Hello, I just finished the running of our data using QIIME2 2017.4. I have several maybe very basic questions about the dada2 trimming and training classifiers:
When we read the quality scores to trim the sequence, there are several options in the interactive quality plot, such as 2nd percentile, 9th percentile.....98th percentile. My question is that which percentile or combined percentiles is appropriate to use to decide the quality score? Do we have to have some other considerations too? Is there any reference to tell what range of quality score is appropriate to use as an acceptable quality score?
I am running the demux paired-end sequence data and we use the protocol V3V4 region gene: Primer pairs were: (i): S-D-Bact-0341-b-S-17, 50-CCTACGGGNGGCWGCAG-30 (32), and S-D-Bact-0785-a-A-21, 50-GACTACHVGGGTATCTAATCC-3 (32). The length of our data should be 406 (785 - 341 - 38) (excluding the primers length 38). When we calculate the overlapping after the trimming, do we count the trim-left 10 (for example)? Also how many overlapping pairs do we need at least to run the next steps in QIIME2? I tried my best but only get about 80 overlapping pairs and am not sure whether that is enough or not??
When we use the V3V4 gene, I want to know whether we need to train a classifier for V3V4 only using the greengage database? What is the difference if I use the full-length greengage sequence to do the analysis? Is it necessary to have a trained V3V4 gene classifier?
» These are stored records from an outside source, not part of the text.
PR #266, opened 2022-04-01
[roadmngr] Fixed Position::Delta sometimes flipping dLandId

### LINKED ISSUE #261: Position::Delta sometimes return wrong dLaneId
Hi Emil,

I hope you're doing well. It's been a while since I found a bug in esmini, but it's not for lack of trying! We've been using RoadManager more and more recently, and I can't thank you enough for your work on this project.

Anyway, we recently encountered an issue with `Position::Delta`, which returned an incorrect `dLaneId`. As usual, I brought my A-game MSPaint skills to help illustrate the issue.

image

So the issue occurs when requesting the delta between points `A` and `B`. They are indeed connected via the junction `j1`, and their `dLanedId` should be either 2 or -2 (I can never remember which side is which). But `Position::Delta` returns a `dLanedId` of 0, which isn't what I expected.

I've tracked down the issue to the following lines, and I'll explain more about it below.

https://github.com/esmini/esmini/blob/45ef22ed04867f6e6630bb73461e5d4a3fcd7d93/EnvironmentSimulator/Modules/RoadManager/RoadManager.cpp#L8272-L8277

Basically, Dijkstra's algorithm works as expected, and correctly finds the connection between `r1` and `r2` via `j1`. However, when navigating the graph of connected roads from `r1`, it starts first by checking `j2`. Which is not an issue, as the algorithm properly backtracks to `j1` and finds the connection.

However... `j2` gets added to the `visited_` vector, which is where trouble starts. That, in itself, obviously isn't an issue, but it leads to one down the line.

https://github.com/esmini/esmini/blob/45ef22ed04867f6e6630bb73461e5d4a3fcd7d93/EnvironmentSimulator/Modules/RoadManager/RoadManager.cpp#L4494

Because if we go back to culprit lines above, we see that you check if start and end road are inverted to (rightfully) flip sides. However, the code assumes `visited_[0]` as the first `RoadLink` between the two points, but that's not always the case! And in my example, it's definitely not the case, as the first checked `RoadLink` happened to be the `j2` connection, which wasn't the correct one. The consequence is that the code thinks roads are in opposite directions, so it flips sides, which leads to a null `dLanedId` when I expected 2 (or -2, I still don't know :P ). If point `B` was on the other lane of `r2`, `dLanedId` would then be 2 instead of 0.

If my analysis is correct (and if I managed to make it understandable), one solution could be to add another attribute to `RoadPath` of type `std::vector<PathNode*>` which would store the actual solved path between the two points. You could then use that variable instead of `visited_` in the code above, and that would work. If you want, I could probably try to implement that and make a PR, but I still wanted to raise the issue to you first.

If you want, I can also send you the `.xodr` (it's a new one!) along with the actual coordinates leading to the erroneous `Position::Delta` call.

brifsttar:
Hi Emil,

This should fix #261. I've taken this opportunity to also make the `if` condition more readable.

### DIFF
--- a/EnvironmentSimulator/Modules/RoadManager/RoadManager.cpp
+++ b/EnvironmentSimulator/Modules/RoadManager/RoadManager.cpp
@@ -8284,11 +8284,11 @@ bool Position::Delta(Position* pos_b, PositionDiff &diff, bool bothDirections, d
 			bool isPathBackward = firstNode->link->GetType() == LinkType::PREDECESSOR;
 			bool isConnectedToEnd = lastNode->link->GetContactPointType() == ContactPointType::CONTACT_POINT_END;
 			bool isConnectedToStart = lastNode->link->GetContactPointType() == ContactPointType::CONTACT_POINT_START;
-			bool isHeadToToe = isPathForward && isConnectedToEnd;
-			bool isToeToHead = isPathBackward && isConnectedToStart;
+			bool isHeadToHead = isPathForward && isConnectedToEnd;
+			bool isToeToToe = isPathBackward && isConnectedToStart;
 
 			// If start and end roads are oppotite directed, inverse one side for delta calculations
-			if (isHeadToToe || isToeToHead) {
+			if (isHeadToHead || isToeToToe) {
 				laneIdB = -laneIdB;
 				tB = -tB;
 			}
--- a/EnvironmentSimulator/Modules/RoadManager/RoadManager.cpp
+++ b/EnvironmentSimulator/Modules/RoadManager/RoadManager.cpp
@@ -4529,13 +4529,14 @@ int RoadPath::Calculate(double &dist, bool bothDirections, double maxDist)
 		}
 	}
 
-	// Compensate for heading of the start position
-	if (startPos_->GetHRelativeDrivingDirection() > M_PI_2 && startPos_->GetHRelativeDrivingDirection() < 3 * M_PI_2)
-	{
-		direction_ *= -1;
-	}
 	dist = direction_ * tmpDist;
 
+	// Also take intial heading of the start position into consideration for the sign of the distance
+	if (startPos_->GetHRelativeDrivingDirection() > M_PI_2 && startPos_->GetHRelativeDrivingDirection() < 3 * M_PI_2)
+	{
+		dist *= -1;
+	}
+	
 	return found ? 0 : -1;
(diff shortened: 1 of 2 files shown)


EnvironmentSimulator/Modules/RoadManager/RoadManager.cpp
```diff
@@ -8274,15 +8274,24 @@ bool Position::Delta(Position* pos_b, PositionDiff &diff, bool bothDirections, d
...
-				path->visited_.back()->link->GetContactPointType() == ContactPointType::CONTACT_POINT_END) ||
-			 (path->visited_[0]->link->GetType() == LinkType::PREDECESSOR &&
-				path->visited_.back()->link->GetContactPointType() == ContactPointType::CONTACT_POINT_START)))
-		{
-			laneIdB = -laneIdB;
-			tB = -tB;
+		if (path->visited_.size() > 0) {
+			RoadPath::PathNode* lastNode = path->visited_.back();
+			RoadPath::PathNode* firstNode = lastNode;
+			while (firstNode->previous) {
```
eknabevcc, line 8280: I understand this loop. It seems like a flaw that visited[0] is not the actual first road in the "path".
Still it would be nice to skip the loop. I'll check later if there is another solution (to store FIRST road).

eknabevcc: Yes, I like the idea to store the already calculated start direction. And then re-use it the Delta method which could be used frequently, hence we want to minimize unnecessary work.

I took the liberty of committing an attempt to achieve this on your branch. If it builds, please test and report how it works.

eknabevcc:
Good that a test case caught a bad attempt from my side.

I made another commit that seems to work better. But since it included also changes in RoadManager.hpp (which is not changed in your commit) I can't edit it in this PR. I tried to figure out a way to commit to the PR branch, but I had to give up.

Instead I created a branch [fix_flip](https://github.com/esmini/esmini/tree/fix_flip). Could you perhaps merge that branch on your (PR branch)? 

As a last resort we could close this PR and I could merge fix_flip on master instead.

brifsttar:
I merged your branch on this PR, and I ran the test that initially failed (see #261), and it worked as expected. So all is ok on my end.

eknabevcc:
Excellent, thanks for the fix!

PR #268, opened 2022-04-06
Fix - reset event callback in resetScenario

cfschaller:
Hi Emil,

unfortunately our initial contribution was missing this line to reset the event callback.
If nothing is missing, please merge this.

Thanks!


eknabevcc:
Excellent! Thanks for the fix.

PR #283, opened 2022-05-13
[roadmngr] Fixed Delta sometimes returning wrong dt/dlane in junction

brifsttar:
Hi Emil,

This PR is somewhat related to #261 and #266, as it fixes some errors in `Position::Delta`. As usual, I brought my MSPaint skills to help illustrate the issue.

image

Unfortunately there isn't a hard fast rule here, it's going to depend on what you're studying and how much error you can "tolerate" in your conclusions. @benjjneb do you have any particular recommendations here especially with respect to dada2?
For the F/R reads to be successfully merged, trunc-len-f + trunc-len-r must be greater than the length of the amplicon + 20 nucleotides (the 20 nts is the length of the overlap).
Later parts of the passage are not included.